» **Dataset entries**
· · · · ·

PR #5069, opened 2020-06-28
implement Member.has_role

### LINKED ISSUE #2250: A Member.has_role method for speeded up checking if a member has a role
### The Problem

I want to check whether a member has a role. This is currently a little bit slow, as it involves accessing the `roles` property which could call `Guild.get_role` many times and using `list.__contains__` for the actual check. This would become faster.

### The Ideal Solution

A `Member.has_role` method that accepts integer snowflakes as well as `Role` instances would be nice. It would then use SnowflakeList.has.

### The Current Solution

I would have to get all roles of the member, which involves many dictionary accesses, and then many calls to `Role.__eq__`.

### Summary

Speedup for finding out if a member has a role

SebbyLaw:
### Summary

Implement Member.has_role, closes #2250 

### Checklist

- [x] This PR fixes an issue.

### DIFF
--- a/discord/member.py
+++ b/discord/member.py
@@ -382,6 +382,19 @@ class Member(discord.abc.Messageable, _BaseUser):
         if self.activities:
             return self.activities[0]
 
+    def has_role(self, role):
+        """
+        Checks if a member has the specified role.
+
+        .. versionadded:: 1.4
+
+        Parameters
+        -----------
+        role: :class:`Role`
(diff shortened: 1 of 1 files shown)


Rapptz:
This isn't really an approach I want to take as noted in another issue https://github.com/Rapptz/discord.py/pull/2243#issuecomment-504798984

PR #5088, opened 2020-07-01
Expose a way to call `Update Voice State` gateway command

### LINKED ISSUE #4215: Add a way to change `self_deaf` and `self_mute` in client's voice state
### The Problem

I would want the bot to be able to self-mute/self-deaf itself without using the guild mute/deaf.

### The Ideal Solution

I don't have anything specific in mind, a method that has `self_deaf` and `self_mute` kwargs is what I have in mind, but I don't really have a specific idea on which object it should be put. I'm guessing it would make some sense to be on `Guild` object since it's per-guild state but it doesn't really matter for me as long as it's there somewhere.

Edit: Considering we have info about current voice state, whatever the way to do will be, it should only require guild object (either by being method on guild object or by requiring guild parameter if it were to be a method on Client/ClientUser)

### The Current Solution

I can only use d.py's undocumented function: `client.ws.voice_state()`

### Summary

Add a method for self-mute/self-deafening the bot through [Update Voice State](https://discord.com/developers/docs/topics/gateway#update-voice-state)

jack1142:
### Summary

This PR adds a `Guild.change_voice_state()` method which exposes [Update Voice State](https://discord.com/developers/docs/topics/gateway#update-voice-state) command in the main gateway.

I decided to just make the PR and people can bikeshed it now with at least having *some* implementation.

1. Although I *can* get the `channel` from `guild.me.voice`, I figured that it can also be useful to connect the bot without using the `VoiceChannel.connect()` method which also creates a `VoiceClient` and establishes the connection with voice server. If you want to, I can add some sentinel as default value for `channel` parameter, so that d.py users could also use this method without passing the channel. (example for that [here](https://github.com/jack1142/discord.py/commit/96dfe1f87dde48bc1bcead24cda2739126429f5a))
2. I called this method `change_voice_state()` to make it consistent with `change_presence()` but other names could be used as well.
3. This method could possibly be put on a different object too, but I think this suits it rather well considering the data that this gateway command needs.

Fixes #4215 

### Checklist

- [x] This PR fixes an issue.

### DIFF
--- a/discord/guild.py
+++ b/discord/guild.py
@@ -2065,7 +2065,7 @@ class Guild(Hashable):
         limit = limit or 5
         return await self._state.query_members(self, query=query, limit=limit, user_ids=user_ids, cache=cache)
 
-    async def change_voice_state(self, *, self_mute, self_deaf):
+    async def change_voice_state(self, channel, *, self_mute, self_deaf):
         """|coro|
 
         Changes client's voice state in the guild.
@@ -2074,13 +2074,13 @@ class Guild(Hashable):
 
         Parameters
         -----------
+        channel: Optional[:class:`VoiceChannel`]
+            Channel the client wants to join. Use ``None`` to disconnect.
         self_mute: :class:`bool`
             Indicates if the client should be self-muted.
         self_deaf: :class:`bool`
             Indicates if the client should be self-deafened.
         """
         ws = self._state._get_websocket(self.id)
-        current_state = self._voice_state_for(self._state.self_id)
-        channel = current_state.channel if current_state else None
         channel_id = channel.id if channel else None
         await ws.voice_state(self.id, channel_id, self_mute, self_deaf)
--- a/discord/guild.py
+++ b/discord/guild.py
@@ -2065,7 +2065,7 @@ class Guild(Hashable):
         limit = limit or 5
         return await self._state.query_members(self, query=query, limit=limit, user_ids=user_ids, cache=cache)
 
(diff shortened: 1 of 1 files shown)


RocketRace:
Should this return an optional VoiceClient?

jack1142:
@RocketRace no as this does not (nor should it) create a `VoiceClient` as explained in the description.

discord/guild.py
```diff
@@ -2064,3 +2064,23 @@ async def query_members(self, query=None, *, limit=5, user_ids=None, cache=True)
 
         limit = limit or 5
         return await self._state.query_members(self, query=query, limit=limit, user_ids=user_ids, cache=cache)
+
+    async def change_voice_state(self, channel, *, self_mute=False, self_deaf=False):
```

· · · · ·

» **Goal of the exercise**
What lines above contain the word "Indicates"? Return each such line.

» **Solution for this exercise**
             Indicates if the client should be self-muted.
             Indicates if the client should be self-deafened.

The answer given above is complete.